ASSIGNED TASK | Scan the listing and work out how many lines contain the word "jmxremote". Nothing but the number should be given.

GIVEN DATA |

PR #3142, opened 2018-01-03
externalize runtimesManifestDefault to runtimes.json

dgrove-oss:
Move definition of default runtimes manifest out of
group_vars/all to an external .json file to make it
easier to share this configuration information with
non-ansible deployments such as kube/mesos/etc.

### DIFF
--- a/ansible/group_vars/all
+++ b/ansible/group_vars/all
@@ -30,77 +30,9 @@ whisk:
 #   runtimes: set of language runtime families grouped by language (e.g., nodejs, python)
 #   blackboxes: list of pre-populated docker action images as "name" with optional "prefix" and "tag"
 #   bypassPullForLocalImages: optional, if true, allow images with a prefix that matches {{ docker.image.prefix }}
-#                             to skip docker pull in invoker even if the image is not part of the blackboxe set
+#                             to skip docker pull in invoker even if the image is not part of the blackbox set
 #
-runtimesManifest: "{{ runtimes_manifest | default(runtimesManifestDefault) }}"
-
-runtimesManifestDefault:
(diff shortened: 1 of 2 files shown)


dgrove-oss:
PG2 2577 🏃

dgrove-oss:
PG2 2577 🔵
note: this PR has a companion.

ansible/group_vars/all
```diff
@@ -30,77 +30,9 @@ whisk:
 #   runtimes: set of language runtime families grouped by language (e.g., nodejs, python)
 #   blackboxes: list of pre-populated docker action images as "name" with optional "prefix" and "tag"
 #   bypassPullForLocalImages: optional, if true, allow images with a prefix that matches {{ docker.image.prefix }}
-#                             to skip docker pull in invoker even if the image is not part of the blackboxe set
+#                             to skip docker pull in invoker even if the image is not part of the blackbox set
 #
-runtimesManifest: "{{ runtimes_manifest | default(runtimesManifestDefault) }}"
-
-runtimesManifestDefault:
-  bypassPullForLocalImages: "{{ bypass_pull_for_local_images | default(false) }}"
```
rabbah: @dgrove-oss when you externalized the manifest to its own file we lost this change/ability to override this setting.

Reported by @krugazor on Slack.
I'll open an issue - one option to restore this ability is to read this value from pure config rather than the manifest.

dgrove-oss: @rabbah, I think we should move it to pureconfig.

rabbah: Would be the easiest fix. Makes sense too since the prefix is driven by the local docker prefix not the one in the manifest.

PR #3144, opened 2018-01-03
Env variable instead of parameter

beemarie:


beemarie:
PG: https://openwhisk-jenkins.swg-devops.com:8443/view/Playgrounds/job/Playground2/2583/

PR #3146, opened 2018-01-04
Use cache invalidation policy based on access time

dubeejw:
Currently the cache uses an `expireAfterWrite` policy to invalidate entries. The current policy invalidates entities five minutes after entities are cached even if they are accessed within that time period. 

Using an `expireAfterAccess` policy with a time of five minutes will keep entities in the cache that are accessed within that timeframe. This prevents unnecessary database reads for entities that are used frequently.  

For documentation see: https://github.com/ben-manes/caffeine/wiki/Eviction.

### DIFF
--- a/common/scala/src/main/scala/whisk/core/database/MultipleReadersSingleWriterCache.scala
+++ b/common/scala/src/main/scala/whisk/core/database/MultipleReadersSingleWriterCache.scala
@@ -442,7 +442,7 @@ trait MultipleReadersSingleWriterCache[W, Winfo] {
     Caffeine
       .newBuilder()
       .asInstanceOf[Caffeine[Any, Future[Entry]]]
-      .expireAfterWrite(5, TimeUnit.MINUTES)
+      .expireAfterAccess(5, TimeUnit.MINUTES)
       .softValues()
       .build()
       .asMap())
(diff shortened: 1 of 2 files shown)


dubeejw:
PG3 1598 🔵

dubeejw:
Demonstration of `expireAfterWrite` policy while continuously invoking the same action: 
screen shot 2018-01-03 at 10 31 49 pm

Continuous invocation of the same action with `expireAfterAccess`: 
screen shot 2018-01-03 at 9 45 07 pm

rabbah:
+1 to making it policy configurable per cache. 
Having a source to invalidate identities would be nice (part of a general admin api perhaps) but requires both work here and integration with the iam source.

dubeejw:
Thanks @markusthoemmes, didn't think about the `Identity` cache.

dubeejw:
Pushed changes that allow the cache invalidation policy to be configured base on access time or write time. Where the access time is the default and the `Identity` cache uses the write time policy. 

Also made the `cache` definition lazy, which will presumably prevent the cache from being instantiated if `fromCache` is set to `false`.

dubeejw:
PG3 1605 👍

dubeejw:
@markusthoemmes, can you take another look?

dubeejw:
PG2 2589 🔵

PR #3147, opened 2018-01-04
Disallow create and update of package with reserved names.

rabbah:
Fixes #2964.

Disable update on package with a reserved name. A `get` and `delete` of the package is still allowed. Packages that preexist with a reserved name will continue to work: can add actions to them, or invoke actions in them. But the package itself can't be updated.

### DIFF
--- a/core/controller/src/main/scala/whisk/core/controller/Packages.scala
+++ b/core/controller/src/main/scala/whisk/core/controller/Packages.scala
@@ -43,8 +43,6 @@ trait WhiskPackagesApi extends WhiskCollectionAPI with ReferencedEntities {
 
   protected override val collection = Collection(Collection.PACKAGES)
 
-  protected[core] val RESERVED_NAMES = Array("default")
-
   /** Database service to CRUD packages. */
   protected val entityStore: EntityStore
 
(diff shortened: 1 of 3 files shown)


tests/src/test/scala/whisk/core/controller/test/PackagesApiTests.scala
```diff
@@ -371,28 +371,27 @@ class PackagesApiTests extends ControllerTestCommon with WhiskPackagesApi {
...
+          status should be(BadRequest)
+          val response = responseAs[String]
+          responseAs[ErrorResponse].error shouldBe Messages.packageNameIsReserved(reservedName)
         }
       }
     }
   }
 
-  it should "allow package update even when package name a reserved name" in {
+  it should "not allow package update even when package name is a reserved name" in {
```
dgrove-oss: Nit:  "not allow package update when package name is a reserved name"

core/controller/src/main/scala/whisk/core/controller/Packages.scala
```diff
@@ -60,6 +58,9 @@ trait WhiskPackagesApi extends WhiskCollectionAPI with ReferencedEntities {
   /** JSON response formatter. */
   import RestApiCommons.jsonDefaultResponsePrinter
 
+  /** Reserved package names. */
+  protected[core] val RESERVED_NAMES = Set("default")
```
ddragosd: Should we hardcode to “default” or make it configurable, with “default” as ... default :smile:

ddragosd: I confused this a bit with the “system” NS. I don’t have a strong pref, nor do I see cases where an operator would wanna change the “default” package. You can Ignore my prev comment.

rabbah: The rationale for reserving `default` is that it's tied to web actions in the "default" package. An explicitly named package with that name would be unreachable.

rabbah:
pg3/1606 🚀

PR #3148, opened 2018-01-04
Make memory limits as config variables

duynguyen:
Some actions requires more than the current hard limit of 512MB of memory.
This PR makes memory limits (min / max / default) configurable per system deployment, via environment variables.

### DIFF
--- a/ansible/roles/controller/tasks/deploy.yml
+++ b/ansible/roles/controller/tasks/deploy.yml
@@ -82,6 +82,10 @@
       "LIMITS_TRIGGERS_FIRES_PERMINUTE": "{{ limits.firesPerMinute }}"
       "LIMITS_ACTIONS_SEQUENCE_MAXLENGTH": "{{ limits.sequenceMaxLength }}"
 
+      "CONFIG_whisk_memory_min": "{{ limit_action_memory_min | default() }}"
+      "CONFIG_whisk_memory_max": "{{ limit_action_memory_max | default() }}"
+      "CONFIG_whisk_memory_std": "{{ limit_action_memory_std | default() }}"
+
       "RUNTIMES_MANIFEST": "{{ runtimesManifest | to_json }}"
       "CONTROLLER_LOCALBOOKKEEPING": "{{ controller.localBookkeeping }}"
       "AKKA_CLUSTER_SEED_NODES": "{{seed_nodes_list | join(' ') }}"
--- a/common/scala/src/main/scala/whisk/core/entity/MemoryLimit.scala
+++ b/common/scala/src/main/scala/whisk/core/entity/MemoryLimit.scala
@@ -27,10 +27,14 @@ import spray.json.JsValue
 import spray.json.RootJsonFormat
 import spray.json.deserializationError
 import whisk.core.entity.size.SizeInt
+import whisk.core.ConfigKeys
+import pureconfig._
+
+case class MemoryLimitConfig(min: String, max: String, std: String)
 
 /**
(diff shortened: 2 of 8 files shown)


duynguyen:
@tysonnorris , @ddragosd FYI

rabbah:
See https://github.com/apache/incubator-openwhisk/blob/master/docs/dev/configuration.md

duynguyen:
thanks @rabbah . I will update it to pure config.

ddragosd:
:+1: LGTM w @rabbah’s comments.

Would it benefit OW operators more if these limits would be associated with each “kind” in the  runtime_manifest ? If yes, we can consider adding another PR after this one.

rabbah:
Do you envision having different memory spreads per kind?
I like the idea of putting this in the runtime manifest though regardless.

common/scala/src/main/scala/whisk/core/entity/MemoryLimit.scala
```diff
@@ -41,12 +44,14 @@ import whisk.core.entity.size.SizeInt
 protected[entity] class MemoryLimit private (val megabytes: Int) extends AnyVal {}
 
 protected[core] object MemoryLimit extends ArgNormalizer[MemoryLimit] {
-  protected[core] val MIN_MEMORY = 128 MB
-  protected[core] val MAX_MEMORY = 512 MB
-  protected[core] val STD_MEMORY = 256 MB
+  private val memoryConfig = loadConfigOrThrow[MemoryLimitConfig]("whisk.memorylimit")
```
dgrove-oss: If #3150 gets merged first, let's add "whisk.memorylimit" into the PureConfigKeys singleton.

duynguyen:
@dgrove-oss afaics the tests are failing because those pureconfig values are not set in test setup. Do you have any pointer for setting them in tests?
(just asking as you're making the same pureconfig changes in ddoc :) )

dgrove-oss:
I think the problem is that you didn't add the default values to application.conf.   You need to add them in the "whisk" stanza that starts here: https://github.com/apache/incubator-openwhisk/blob/29273808b43fcdf1e2479d8f6b58c3daf1da5c04/common/scala/src/main/resources/application.conf#L52.

Also, your defaults should be default() instead of default("somevalue") so that it loads the default from application.conf

ansible/roles/controller/tasks/deploy.yml
```diff
@@ -82,6 +82,10 @@
       "LIMITS_TRIGGERS_FIRES_PERMINUTE": "{{ limits.firesPerMinute }}"
       "LIMITS_ACTIONS_SEQUENCE_MAXLENGTH": "{{ limits.sequenceMaxLength }}"
 
+      "CONFIG_whisk_memorylimit_min": "{{ limit_action_memory_min | default('128M') }}"
```
dgrove-oss: all of these should be default()

duynguyen:
@dgrove-oss thanks, I have updated the PR according to the review.

dubeejw:
PG3 1629 🚀

dubeejw:
PG3 1630 🔴

rabbah:
@dubeejw any info on the red?

rabbah:
@duynguyen I rebased your branch to resolve the conflict. You'll have to repull.

rabbah:
PG2/2634 🏃

rabbah:
@dgrove-oss kube changes needed?

duynguyen:
thanks @rabbah @dgrove-oss

PR #3149, opened 2018-01-04
Cleanup test assets between unit tests using afterEach

rabbah:
No semantic change is intended here. This is cleaning up some incorrect uses of `after`.
Some additional unit tests are added for checking that empty activation views are handled correctly.
The commits are mutually exclusive for review.


rabbah:
I thought about it - they share the same underlying method, so I thought it's sufficient.
We should probably refactor these API tests so that there's a base common set that we can iterate over all the collections rather than clone and own the tests in each. Already there's a bunch of duplication.

rabbah:
pg2/2586 🚀

PR #3163, opened 2018-01-09
Configure jmxremote (updated)

mhenke1:
This PR replaces PR #2745 `Configure jmxremote`
Please check this PR for the discussions and reviews

Original text:
Hello,

this change will enable/make configurable jmx remote configuration for controllers.
A couple of benefits it provides:

    change logback log level without JVM restart
    check akka cluster state
    JVM profiling with visualVM/JProfile

regards, 
Vadim.

### DIFF
--- a/ansible/roles/controller/tasks/deploy.yml
+++ b/ansible/roles/controller/tasks/deploy.yml
@@ -16,18 +16,25 @@
     mode: 0777
   become: "{{ logs.dir.become }}"
 
+- name: ensure controller config directory is created with permissions
+  file:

RESPONSE FOR THIS EXERCISE | 2